LaBSE-en-ru
Property | Value |
---|---|
Parameter Count | 129M |
Author | cointegrated |
Paper | Language-agnostic BERT Sentence Embedding |
Model Type | Bilingual BERT |
Languages | English, Russian |
What is LaBSE-en-ru?
LaBSE-en-ru is a specialized bilingual version of Google's Language-agnostic BERT Sentence Embedding (LaBSE) model, specifically optimized for English and Russian languages. This model represents a significant optimization, reducing the original model size to just 27% while maintaining the quality of embeddings for these two languages.
Implementation Details
The model utilizes the BERT architecture and has been carefully truncated to retain only English and Russian tokens in its vocabulary, resulting in a 90% reduction in vocabulary size. With 129M parameters, it offers efficient sentence embedding generation using PyTorch and the Transformers library.

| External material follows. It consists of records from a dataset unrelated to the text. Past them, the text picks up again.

PR #420, opened 2016-06-17
LAR toDat() method

### LINKED ISSUE #68: Implement toDAT method (Loan Application Register)
https://github.com/cfpb/hmda-platform/blob/master/model/shared/src/main/scala/hmda/model/fi/lar/LoanApplicationRegister.scala#L27

[File spec](http://www.ffiec.gov/hmda/pdf/spec2016.pdf) (pages 10 and 11)

nickgrippin:
Closes #68

### DIFF
--- a/model/src/main/scala/hmda/model/fi/lar/LoanApplicationRegister.scala
+++ b/model/src/main/scala/hmda/model/fi/lar/LoanApplicationRegister.scala
@@ -34,7 +34,7 @@ case class LoanApplicationRegister(
    */
   def toDAT: String = {
     s"$id" +
-      padLeftWithZero(respondentId, 10) + //Parser does not parse leading zeroes
+      padRight(respondentId, 10) + //Parser does not parse leading zeroes
       s"$agencyCode" +
       padRight(loan.id, 25) +
       padRight(loan.applicationDate, 8) +
@@ -64,7 +64,7 @@ case class LoanApplicationRegister(
       padRight(applicant.coRace5, 1) +
       s"${applicant.sex}" +
       s"${applicant.coSex}" +
-      padLeftWithZero(applicant.income, 4) + //Parser does not parse leading zeroes
+      padRight(applicant.income, 4) + //Parser does not parse leading zeroes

- Optimized vocabulary focused on English and Russian tokens
- Supports sentence similarity tasks
- Implements efficient embedding generation
- Uses normalized pooler output for representations
Core Capabilities
- Bilingual sentence embedding generation
- Cross-lingual sentence similarity comparison
- Efficient processing with reduced model size
- Maximum sequence length of 64 tokens
Frequently Asked Questions
Q: What makes this model unique?
This model's uniqueness lies in its efficient bilingual optimization, offering the same quality as the original LaBSE but with significantly reduced model size and focused vocabulary for English and Russian languages.
Q: What are the recommended use cases?
The model is ideal for cross-lingual sentence similarity tasks between English and Russian, document alignment, and bilingual text processing applications where efficient computation is required.